- [Problem to work on] Please work out how many lines in the entries below include the string "based", and reply with the number alone.

[Stored items]
◇ ◇ ◇ ◇ ◇ ◇ ◇

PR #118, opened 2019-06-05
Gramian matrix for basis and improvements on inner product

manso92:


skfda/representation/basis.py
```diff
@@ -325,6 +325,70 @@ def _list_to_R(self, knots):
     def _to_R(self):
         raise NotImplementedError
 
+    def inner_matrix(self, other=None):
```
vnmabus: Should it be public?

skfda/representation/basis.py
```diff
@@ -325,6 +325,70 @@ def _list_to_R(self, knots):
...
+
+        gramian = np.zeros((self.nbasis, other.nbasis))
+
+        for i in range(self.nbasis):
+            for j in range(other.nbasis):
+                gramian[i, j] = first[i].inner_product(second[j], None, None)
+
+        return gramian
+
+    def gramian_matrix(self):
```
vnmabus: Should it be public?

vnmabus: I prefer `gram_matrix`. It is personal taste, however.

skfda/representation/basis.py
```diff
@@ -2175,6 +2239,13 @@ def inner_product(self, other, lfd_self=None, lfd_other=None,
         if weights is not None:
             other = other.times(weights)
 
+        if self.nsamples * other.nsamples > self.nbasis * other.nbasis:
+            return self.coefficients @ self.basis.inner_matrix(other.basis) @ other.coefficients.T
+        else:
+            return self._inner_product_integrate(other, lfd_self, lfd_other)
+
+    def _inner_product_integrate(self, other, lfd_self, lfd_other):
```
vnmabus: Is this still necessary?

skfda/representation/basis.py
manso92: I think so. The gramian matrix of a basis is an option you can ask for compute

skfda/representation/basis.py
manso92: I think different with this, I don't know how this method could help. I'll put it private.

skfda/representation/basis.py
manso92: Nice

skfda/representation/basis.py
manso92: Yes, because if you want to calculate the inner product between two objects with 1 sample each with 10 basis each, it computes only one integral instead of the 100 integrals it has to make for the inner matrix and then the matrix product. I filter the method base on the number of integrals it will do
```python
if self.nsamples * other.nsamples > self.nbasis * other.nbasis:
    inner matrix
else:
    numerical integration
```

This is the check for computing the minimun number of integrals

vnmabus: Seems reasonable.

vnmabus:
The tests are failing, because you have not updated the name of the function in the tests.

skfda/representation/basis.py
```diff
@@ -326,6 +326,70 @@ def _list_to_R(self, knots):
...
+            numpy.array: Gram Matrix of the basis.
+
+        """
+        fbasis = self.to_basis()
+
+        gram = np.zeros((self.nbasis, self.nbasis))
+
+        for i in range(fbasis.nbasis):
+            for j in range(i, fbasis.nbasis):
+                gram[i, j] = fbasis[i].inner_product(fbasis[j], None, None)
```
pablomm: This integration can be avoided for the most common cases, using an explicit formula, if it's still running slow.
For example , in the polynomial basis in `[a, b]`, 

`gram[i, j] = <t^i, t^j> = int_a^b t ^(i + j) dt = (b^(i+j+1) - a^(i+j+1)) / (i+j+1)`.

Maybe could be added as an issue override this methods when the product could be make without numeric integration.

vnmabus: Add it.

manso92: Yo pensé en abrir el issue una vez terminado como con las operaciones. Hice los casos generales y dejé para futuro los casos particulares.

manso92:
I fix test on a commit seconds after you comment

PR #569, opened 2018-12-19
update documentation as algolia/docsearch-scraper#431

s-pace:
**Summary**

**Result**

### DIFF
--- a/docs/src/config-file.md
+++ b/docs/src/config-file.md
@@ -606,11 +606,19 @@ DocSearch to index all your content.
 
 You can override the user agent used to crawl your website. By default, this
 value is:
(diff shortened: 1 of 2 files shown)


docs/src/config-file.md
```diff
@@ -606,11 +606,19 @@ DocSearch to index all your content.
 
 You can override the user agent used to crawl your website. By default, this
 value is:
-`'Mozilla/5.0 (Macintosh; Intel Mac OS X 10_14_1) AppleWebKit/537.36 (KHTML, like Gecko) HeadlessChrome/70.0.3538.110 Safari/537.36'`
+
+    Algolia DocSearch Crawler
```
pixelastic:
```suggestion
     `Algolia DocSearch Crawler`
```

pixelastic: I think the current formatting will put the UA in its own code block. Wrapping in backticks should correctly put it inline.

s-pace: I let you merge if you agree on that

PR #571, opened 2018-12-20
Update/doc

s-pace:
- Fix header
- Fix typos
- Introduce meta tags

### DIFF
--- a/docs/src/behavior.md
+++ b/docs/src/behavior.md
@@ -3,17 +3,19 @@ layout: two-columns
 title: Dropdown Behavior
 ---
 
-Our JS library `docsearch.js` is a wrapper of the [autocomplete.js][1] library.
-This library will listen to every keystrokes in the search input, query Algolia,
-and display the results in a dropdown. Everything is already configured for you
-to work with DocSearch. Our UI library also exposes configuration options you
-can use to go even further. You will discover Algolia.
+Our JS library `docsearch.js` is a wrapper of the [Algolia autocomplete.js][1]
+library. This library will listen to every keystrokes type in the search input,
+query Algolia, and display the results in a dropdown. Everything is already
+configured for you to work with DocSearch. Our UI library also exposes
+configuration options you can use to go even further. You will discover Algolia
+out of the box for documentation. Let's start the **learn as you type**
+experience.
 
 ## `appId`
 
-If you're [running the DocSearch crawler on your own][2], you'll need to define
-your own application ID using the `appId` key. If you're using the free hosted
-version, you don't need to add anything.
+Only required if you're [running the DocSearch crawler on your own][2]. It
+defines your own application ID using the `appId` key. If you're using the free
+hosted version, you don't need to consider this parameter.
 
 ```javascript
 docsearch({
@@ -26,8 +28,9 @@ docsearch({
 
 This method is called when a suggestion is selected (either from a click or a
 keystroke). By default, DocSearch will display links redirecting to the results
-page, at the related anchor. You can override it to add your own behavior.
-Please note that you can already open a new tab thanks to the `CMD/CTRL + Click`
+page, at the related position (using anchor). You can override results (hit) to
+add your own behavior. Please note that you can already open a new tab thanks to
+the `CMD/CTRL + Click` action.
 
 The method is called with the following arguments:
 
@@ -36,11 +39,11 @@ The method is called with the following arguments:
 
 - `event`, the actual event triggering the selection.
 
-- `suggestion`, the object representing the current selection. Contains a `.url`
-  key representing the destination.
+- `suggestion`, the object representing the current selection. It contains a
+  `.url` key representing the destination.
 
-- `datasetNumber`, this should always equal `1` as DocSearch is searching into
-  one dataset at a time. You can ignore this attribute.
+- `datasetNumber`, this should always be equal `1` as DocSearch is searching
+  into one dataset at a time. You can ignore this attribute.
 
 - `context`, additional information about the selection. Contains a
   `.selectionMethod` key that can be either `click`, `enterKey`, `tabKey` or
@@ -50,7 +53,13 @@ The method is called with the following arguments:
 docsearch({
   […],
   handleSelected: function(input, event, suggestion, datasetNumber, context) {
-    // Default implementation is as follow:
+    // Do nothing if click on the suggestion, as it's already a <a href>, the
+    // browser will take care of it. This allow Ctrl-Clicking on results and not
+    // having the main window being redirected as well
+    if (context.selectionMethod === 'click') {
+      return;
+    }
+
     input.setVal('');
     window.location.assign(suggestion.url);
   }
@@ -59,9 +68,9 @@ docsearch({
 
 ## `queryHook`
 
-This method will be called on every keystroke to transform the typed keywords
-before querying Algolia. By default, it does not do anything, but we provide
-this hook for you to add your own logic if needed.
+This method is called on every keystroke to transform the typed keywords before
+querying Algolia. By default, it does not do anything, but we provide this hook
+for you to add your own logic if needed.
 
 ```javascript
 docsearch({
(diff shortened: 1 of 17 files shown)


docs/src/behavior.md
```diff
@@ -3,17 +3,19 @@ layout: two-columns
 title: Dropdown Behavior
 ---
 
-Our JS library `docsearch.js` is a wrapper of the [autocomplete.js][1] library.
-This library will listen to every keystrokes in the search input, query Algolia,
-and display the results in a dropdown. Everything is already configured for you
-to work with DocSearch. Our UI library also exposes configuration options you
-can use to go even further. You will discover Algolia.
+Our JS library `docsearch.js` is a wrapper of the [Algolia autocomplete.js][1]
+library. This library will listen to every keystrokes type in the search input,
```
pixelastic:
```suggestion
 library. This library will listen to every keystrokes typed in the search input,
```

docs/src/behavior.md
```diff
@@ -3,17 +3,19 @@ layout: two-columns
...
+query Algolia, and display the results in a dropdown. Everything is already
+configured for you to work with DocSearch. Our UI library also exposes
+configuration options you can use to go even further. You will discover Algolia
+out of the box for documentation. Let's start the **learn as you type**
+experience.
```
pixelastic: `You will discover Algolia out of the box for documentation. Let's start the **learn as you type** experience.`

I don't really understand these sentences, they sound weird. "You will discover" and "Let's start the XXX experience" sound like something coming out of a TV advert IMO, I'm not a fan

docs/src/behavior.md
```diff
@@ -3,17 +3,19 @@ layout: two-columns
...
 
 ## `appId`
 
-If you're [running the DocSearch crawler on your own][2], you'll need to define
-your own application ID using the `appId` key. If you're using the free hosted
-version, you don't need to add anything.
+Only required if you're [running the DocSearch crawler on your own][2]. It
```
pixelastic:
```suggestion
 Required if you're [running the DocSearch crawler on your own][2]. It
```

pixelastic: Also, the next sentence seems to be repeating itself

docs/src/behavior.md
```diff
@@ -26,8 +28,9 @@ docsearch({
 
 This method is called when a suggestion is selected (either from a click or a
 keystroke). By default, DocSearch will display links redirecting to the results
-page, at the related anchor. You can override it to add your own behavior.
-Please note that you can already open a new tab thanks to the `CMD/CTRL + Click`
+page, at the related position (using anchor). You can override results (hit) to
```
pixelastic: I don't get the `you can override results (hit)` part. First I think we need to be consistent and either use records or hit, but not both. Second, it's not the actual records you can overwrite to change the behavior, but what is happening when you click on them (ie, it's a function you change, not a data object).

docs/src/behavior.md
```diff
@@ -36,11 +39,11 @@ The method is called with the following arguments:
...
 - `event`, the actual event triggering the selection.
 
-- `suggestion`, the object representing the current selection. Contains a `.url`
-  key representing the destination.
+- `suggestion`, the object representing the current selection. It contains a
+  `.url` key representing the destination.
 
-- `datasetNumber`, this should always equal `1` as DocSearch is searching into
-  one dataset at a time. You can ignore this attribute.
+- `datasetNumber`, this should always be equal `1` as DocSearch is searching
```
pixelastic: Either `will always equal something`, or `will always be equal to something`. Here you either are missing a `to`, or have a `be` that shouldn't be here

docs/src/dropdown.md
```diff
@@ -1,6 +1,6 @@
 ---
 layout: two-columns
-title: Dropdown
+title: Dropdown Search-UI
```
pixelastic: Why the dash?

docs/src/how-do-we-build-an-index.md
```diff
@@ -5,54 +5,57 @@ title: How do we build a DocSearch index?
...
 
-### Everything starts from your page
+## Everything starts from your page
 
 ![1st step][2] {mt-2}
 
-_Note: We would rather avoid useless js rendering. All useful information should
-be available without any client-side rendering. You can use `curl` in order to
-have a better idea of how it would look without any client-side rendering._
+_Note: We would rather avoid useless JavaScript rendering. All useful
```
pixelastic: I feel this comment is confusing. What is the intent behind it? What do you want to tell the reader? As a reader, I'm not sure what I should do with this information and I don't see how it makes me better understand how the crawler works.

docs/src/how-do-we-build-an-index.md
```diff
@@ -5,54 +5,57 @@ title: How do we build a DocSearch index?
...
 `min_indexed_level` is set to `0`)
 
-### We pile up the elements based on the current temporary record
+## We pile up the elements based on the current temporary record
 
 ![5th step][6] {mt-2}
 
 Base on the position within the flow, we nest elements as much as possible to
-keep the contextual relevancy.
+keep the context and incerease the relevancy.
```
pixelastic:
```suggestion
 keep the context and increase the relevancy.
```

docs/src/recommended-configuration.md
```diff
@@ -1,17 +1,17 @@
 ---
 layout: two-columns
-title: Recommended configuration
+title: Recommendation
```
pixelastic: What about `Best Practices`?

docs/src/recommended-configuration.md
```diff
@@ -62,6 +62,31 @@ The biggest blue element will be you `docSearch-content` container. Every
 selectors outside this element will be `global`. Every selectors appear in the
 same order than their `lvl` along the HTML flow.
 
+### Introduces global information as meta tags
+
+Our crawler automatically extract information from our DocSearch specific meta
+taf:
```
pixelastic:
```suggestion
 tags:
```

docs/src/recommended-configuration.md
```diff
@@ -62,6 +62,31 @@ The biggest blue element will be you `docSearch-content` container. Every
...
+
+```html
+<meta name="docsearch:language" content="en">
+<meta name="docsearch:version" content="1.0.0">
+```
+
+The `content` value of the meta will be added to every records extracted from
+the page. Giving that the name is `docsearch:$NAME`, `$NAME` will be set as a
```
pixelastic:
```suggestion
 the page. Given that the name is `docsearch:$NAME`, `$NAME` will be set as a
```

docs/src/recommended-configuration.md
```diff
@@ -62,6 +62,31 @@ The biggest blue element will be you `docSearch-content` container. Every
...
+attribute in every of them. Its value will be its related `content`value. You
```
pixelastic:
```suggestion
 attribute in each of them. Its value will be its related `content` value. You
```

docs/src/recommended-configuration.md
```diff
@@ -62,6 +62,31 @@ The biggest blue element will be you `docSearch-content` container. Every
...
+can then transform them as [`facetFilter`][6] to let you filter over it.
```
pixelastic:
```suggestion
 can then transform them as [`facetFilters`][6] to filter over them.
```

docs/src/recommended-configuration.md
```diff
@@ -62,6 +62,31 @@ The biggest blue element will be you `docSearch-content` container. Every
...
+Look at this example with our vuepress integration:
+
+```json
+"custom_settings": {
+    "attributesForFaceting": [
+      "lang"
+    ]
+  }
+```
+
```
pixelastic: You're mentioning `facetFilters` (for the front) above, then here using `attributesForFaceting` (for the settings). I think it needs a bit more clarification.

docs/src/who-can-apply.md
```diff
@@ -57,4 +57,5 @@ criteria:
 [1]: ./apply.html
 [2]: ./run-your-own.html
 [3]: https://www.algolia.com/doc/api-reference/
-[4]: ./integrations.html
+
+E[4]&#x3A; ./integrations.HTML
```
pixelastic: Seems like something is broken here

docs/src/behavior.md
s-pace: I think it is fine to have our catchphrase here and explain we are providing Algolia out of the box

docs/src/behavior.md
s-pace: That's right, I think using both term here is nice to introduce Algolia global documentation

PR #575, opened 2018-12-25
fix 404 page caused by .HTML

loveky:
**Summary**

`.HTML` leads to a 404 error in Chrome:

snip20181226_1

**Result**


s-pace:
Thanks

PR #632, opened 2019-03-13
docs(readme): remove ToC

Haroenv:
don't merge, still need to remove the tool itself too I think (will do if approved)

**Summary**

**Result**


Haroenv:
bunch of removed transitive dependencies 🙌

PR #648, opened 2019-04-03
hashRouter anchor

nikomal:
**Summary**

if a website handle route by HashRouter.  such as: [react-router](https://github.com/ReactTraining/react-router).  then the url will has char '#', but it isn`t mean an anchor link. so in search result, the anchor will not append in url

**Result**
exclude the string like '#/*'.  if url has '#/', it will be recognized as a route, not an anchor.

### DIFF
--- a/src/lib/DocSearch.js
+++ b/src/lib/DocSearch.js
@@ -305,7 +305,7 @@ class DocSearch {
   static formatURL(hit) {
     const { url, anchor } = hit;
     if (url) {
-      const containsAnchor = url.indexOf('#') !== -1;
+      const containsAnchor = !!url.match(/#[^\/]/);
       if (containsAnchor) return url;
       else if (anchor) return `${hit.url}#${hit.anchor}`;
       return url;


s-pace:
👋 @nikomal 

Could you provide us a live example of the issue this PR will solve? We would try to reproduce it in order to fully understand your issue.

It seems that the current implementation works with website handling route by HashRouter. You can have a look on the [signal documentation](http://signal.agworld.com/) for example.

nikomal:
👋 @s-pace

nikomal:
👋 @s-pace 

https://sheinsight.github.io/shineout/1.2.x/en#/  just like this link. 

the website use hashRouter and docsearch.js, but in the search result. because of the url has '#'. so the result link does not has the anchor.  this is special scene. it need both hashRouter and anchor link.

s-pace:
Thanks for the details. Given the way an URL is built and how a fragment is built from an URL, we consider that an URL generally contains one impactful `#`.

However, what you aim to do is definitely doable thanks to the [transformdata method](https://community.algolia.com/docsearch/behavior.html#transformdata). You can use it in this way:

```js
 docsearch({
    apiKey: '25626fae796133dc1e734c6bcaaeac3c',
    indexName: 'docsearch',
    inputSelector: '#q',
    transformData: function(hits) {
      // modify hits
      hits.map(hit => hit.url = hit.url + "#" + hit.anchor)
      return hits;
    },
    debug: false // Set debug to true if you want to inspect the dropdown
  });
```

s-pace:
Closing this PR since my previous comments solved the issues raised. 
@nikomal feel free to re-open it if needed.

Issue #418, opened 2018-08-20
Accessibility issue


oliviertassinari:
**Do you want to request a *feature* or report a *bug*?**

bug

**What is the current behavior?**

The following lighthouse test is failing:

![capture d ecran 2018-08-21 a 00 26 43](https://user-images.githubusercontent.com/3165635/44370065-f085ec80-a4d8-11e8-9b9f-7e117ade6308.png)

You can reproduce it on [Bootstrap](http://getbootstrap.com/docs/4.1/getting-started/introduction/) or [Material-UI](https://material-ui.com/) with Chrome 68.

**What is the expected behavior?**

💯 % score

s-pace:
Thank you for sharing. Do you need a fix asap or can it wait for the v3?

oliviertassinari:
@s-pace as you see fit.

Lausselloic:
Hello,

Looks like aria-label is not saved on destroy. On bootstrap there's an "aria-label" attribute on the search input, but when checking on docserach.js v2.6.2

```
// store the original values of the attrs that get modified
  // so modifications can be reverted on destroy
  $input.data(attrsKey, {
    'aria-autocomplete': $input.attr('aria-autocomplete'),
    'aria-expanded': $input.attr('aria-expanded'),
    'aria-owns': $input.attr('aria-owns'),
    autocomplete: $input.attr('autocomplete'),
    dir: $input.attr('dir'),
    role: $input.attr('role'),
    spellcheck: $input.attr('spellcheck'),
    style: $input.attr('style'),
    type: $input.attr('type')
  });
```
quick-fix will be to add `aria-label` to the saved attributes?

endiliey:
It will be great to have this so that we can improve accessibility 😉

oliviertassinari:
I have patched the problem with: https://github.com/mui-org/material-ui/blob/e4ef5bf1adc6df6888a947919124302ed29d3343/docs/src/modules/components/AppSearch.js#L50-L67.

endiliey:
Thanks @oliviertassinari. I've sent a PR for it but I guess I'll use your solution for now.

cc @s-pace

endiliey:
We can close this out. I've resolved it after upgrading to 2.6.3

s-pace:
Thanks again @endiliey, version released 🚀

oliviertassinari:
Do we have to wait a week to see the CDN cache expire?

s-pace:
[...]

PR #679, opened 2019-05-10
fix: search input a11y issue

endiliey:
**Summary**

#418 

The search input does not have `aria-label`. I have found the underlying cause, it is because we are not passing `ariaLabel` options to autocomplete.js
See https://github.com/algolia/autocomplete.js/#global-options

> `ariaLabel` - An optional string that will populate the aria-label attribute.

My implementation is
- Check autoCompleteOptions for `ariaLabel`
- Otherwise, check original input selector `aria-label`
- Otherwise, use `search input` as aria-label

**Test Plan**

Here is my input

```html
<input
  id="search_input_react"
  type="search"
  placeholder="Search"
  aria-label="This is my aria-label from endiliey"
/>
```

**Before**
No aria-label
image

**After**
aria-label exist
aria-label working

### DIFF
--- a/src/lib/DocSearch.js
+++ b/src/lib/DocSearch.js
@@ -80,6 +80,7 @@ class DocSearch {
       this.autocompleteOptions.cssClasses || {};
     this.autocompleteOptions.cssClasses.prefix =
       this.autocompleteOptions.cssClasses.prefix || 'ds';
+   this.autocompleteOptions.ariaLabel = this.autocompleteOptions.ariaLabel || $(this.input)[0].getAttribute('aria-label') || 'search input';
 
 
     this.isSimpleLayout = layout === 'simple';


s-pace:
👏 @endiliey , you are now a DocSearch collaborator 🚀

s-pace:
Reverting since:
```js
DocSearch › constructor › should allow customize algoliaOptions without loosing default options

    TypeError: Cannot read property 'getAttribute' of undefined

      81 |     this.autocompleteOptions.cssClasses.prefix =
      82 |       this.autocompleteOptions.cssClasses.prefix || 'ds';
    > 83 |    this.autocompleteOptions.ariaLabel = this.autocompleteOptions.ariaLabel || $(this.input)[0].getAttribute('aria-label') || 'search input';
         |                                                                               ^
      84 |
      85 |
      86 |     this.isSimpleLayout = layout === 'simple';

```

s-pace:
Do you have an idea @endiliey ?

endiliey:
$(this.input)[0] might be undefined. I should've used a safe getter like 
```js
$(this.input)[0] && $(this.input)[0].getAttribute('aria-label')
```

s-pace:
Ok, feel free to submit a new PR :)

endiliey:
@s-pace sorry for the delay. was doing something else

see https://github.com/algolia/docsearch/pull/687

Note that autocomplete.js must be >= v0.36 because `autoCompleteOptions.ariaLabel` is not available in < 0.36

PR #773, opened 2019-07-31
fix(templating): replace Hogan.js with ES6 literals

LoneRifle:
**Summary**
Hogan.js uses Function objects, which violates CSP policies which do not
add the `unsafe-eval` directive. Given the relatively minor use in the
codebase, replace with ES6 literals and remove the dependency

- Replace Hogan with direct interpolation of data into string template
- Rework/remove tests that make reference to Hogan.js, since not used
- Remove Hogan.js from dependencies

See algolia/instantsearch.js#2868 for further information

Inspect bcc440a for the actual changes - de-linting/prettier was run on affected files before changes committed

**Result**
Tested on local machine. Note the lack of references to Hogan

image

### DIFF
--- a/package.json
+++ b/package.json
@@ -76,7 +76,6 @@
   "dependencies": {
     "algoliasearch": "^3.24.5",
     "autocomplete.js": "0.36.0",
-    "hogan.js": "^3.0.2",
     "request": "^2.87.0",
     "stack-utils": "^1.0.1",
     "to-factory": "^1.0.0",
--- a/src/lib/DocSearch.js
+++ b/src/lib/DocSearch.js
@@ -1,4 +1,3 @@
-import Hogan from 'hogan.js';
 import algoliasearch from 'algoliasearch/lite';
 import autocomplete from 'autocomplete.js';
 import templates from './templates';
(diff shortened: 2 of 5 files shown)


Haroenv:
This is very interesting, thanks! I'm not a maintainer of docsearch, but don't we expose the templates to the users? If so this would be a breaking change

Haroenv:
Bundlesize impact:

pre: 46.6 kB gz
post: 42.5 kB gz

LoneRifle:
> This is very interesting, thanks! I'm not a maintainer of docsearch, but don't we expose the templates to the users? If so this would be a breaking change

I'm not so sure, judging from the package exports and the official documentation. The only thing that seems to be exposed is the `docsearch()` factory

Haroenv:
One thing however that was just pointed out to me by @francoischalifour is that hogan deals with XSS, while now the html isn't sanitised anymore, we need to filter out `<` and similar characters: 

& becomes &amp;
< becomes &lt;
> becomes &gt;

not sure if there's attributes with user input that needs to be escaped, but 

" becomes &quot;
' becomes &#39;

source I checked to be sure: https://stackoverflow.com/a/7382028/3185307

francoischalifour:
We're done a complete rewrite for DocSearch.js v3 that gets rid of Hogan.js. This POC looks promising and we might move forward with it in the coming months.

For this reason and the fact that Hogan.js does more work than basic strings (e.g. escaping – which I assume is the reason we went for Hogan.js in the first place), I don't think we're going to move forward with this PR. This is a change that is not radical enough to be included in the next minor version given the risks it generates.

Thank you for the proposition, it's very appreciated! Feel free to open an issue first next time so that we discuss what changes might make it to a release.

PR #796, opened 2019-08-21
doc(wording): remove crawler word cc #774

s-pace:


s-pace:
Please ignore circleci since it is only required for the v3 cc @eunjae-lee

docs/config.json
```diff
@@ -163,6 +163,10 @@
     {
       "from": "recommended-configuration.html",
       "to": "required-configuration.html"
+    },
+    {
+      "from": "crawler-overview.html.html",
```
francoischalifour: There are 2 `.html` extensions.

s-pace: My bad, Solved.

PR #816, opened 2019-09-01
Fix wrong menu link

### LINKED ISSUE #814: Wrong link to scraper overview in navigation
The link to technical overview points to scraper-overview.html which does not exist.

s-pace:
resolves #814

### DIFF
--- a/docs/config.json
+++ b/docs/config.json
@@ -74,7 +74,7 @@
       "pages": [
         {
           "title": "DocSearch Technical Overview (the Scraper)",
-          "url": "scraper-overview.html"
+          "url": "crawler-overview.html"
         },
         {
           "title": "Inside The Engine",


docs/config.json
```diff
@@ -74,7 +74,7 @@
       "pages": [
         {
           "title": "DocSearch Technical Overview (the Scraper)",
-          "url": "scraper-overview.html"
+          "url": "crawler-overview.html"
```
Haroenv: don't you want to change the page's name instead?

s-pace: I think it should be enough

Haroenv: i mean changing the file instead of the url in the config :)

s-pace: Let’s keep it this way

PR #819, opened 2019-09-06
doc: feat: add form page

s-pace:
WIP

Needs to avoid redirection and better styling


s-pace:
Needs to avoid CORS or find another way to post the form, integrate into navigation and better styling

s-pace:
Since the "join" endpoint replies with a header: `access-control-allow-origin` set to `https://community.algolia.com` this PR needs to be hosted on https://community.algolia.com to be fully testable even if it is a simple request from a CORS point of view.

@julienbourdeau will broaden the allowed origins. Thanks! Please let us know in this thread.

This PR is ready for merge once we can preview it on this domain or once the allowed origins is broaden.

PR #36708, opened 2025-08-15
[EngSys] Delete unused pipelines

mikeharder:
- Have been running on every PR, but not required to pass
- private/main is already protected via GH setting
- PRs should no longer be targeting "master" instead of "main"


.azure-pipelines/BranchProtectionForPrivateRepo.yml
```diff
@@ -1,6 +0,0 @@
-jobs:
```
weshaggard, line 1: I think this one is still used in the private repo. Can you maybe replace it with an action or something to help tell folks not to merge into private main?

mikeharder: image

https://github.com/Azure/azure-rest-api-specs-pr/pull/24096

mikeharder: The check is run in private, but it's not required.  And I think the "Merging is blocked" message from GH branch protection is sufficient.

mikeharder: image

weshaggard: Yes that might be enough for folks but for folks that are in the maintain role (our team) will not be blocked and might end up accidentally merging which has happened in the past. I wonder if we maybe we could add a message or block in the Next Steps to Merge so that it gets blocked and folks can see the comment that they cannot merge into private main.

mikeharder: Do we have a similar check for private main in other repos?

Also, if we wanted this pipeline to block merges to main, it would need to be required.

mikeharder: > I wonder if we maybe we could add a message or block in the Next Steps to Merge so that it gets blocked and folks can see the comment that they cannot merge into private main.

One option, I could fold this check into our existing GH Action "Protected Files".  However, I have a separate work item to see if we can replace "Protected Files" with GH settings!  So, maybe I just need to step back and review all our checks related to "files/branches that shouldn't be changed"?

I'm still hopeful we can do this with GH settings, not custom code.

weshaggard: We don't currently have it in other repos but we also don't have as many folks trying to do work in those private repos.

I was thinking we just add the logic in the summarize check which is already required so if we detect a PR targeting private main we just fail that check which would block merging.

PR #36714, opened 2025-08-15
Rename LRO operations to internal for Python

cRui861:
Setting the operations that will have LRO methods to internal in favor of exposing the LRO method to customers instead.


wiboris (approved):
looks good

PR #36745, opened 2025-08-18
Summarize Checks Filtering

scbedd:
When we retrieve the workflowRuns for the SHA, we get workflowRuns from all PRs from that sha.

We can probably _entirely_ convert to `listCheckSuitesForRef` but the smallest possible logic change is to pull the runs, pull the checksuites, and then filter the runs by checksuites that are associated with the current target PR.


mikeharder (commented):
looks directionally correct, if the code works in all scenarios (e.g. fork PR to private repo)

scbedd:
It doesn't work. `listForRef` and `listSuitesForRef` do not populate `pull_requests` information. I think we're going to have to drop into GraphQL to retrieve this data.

◇ ◇ ◇ ◇ ◇ ◇ ◇

- [Problem solution] 2